No "new normal" as stocks to bonds gain like the roaring ’90s

Pacific Investment Management Co.’s new normal, the prediction that global economic growth and investment returns would tumble, is proving half right.

Bill Gross and Mohamed El-Erian, the co-chief investment officers of the Newport Beach, California-based money management company that oversees $1.9 trillion, correctly foresaw that global expansion would remain sluggish. The world’s economy probably grew 2.2 percent last year, below the 3.2 percent average of the decade before the 2008 financial crisis, according to World Bank data compiled by Bloomberg.

Pimco’s outlook, announced in 2009, was less accurate for financial assets as unprecedented stimulus by central banks drove up demand for stocks and bonds. Fixed-income securities around the world returned more than the average of the past 16 years in 2012 and the value of global equities increased by $6.5 trillion as the MSCI All-Country World Index rose 13.4 percent.

“They’ve underestimated how big the policy response would be and what type of positive impact it would have on financial markets,” said Jay Schwister, a managing director and senior money manager in Milwaukee at Baird Advisors, which oversees $17 billion of bonds. “From the real economy standpoint, the new normal that Pimco forecast is pretty much playing out,” he said Jan. 3 in a telephone interview.

New Normal

Gross, 68, who manages the world’s biggest bond fund, and El-Erian, 54, the firm’s chief executive officer, captured the imagination of investors in an October 2009 report when they forecast a “new normal” for the global economy, where “the deleveraging, re-regulation and de-globalization that will weigh on growth is likely to be the new model in the foreseeable future.” They predicted returns on assets “half of what they were during the previous 10-20 years.”
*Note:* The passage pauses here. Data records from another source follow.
PR #229, opened 2020-07-29
Rename "supercluster" to "clusterset"

skitt:
The latter is the name chosen by the multi-cluster SIG.

### DIFF
--- a/pkg/apis/lighthouse.submariner.io/v2alpha1/types.go
+++ b/pkg/apis/lighthouse.submariner.io/v2alpha1/types.go
@@ -36,11 +36,11 @@ type ServiceExportConditionType string
 const (
 	// ServiceExportInitialized means the service export has been noticed
 	// by the controller, has passed validation, has appropriate finalizers
-	// set, and any required supercluster resources like the IP have been
+	// set, and any required clusterset resources like the IP have been
 	// reserved
 	ServiceExportInitialized ServiceExportConditionType = "Initialized"
 	// ServiceExportExported means that the service referenced by this
-	// service export has been synced to all clusters in the supercluster
+	// service export has been synced to all clusters in the clusterset
 	ServiceExportExported ServiceExportConditionType = "Exported"
 )
 
@@ -74,7 +74,7 @@ type ServiceExportList struct {
 //+k8s:deepcopy-gen:interfaces=k8s.io/apimachinery/pkg/runtime.Object
 // +genclient:noStatus
 
-// ServiceImport describes a service imported from clusters in a supercluster.
+// ServiceImport describes a service imported from clusters in a clusterset.
 type ServiceImport struct {
 	metav1.TypeMeta `json:",inline"`
 	// +optional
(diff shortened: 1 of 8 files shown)


test/e2e/discovery/service_discovery.go
```diff
@@ -61,14 +61,14 @@ func RunServiceDiscoveryTest(f *lhframework.Framework) {
...
-	verifyServiceIpWithDig(f.Framework, framework.ClusterA, nginxServiceClusterB, netshootPodList, superclusterDomain, true)
+	verifyServiceIpWithDig(f.Framework, framework.ClusterA, nginxServiceClusterB, netshootPodList, clustersetDomain, true)
 
 	f.DeleteServiceExport(framework.ClusterB, nginxServiceClusterB.Name, nginxServiceClusterB.Namespace)
 	f.AwaitServiceImportDelete(framework.ClusterA, nginxServiceClusterB.Name, nginxServiceClusterB.Namespace)
 
 	f.DeleteService(framework.ClusterB, nginxServiceClusterB.Name)
 
-	verifyServiceIpWithDig(f.Framework, framework.ClusterA, nginxServiceClusterB, netshootPodList, superclusterDomain, false)
+	verifyServiceIpWithDig(f.Framework, framework.ClusterA, nginxServiceClusterB, netshootPodList, clustersetDomain, false)
```
aswinsuryan, line 71: Can we try both "clusterset" and "supercluster" in verifyServiceIpWithDig and revert it once the operator/helm patch goes in?

skitt: Yes, done!

scripts/resources/coredns-cm.yaml
```diff
@@ -1,3 +1,3 @@
-    supercluster.local:53 {
+    clusterset.local:53 {
```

What they didn’t foresee were the steps central banks would take. Policy makers from the Federal Reserve to the People’s Bank of China pumped more than $6 trillion into the global economy as they bought everything from Treasuries to gilts, boosting their balance sheet assets to $14.09 trillion as of June 2012 from $4.99 trillion in May 2006, according to Bianco Research LLC research cited by Pimco.

At the same time, the central banks kept global interest rates at about record lows, driving investors into riskier assets such as stocks, junk bonds and mortgages.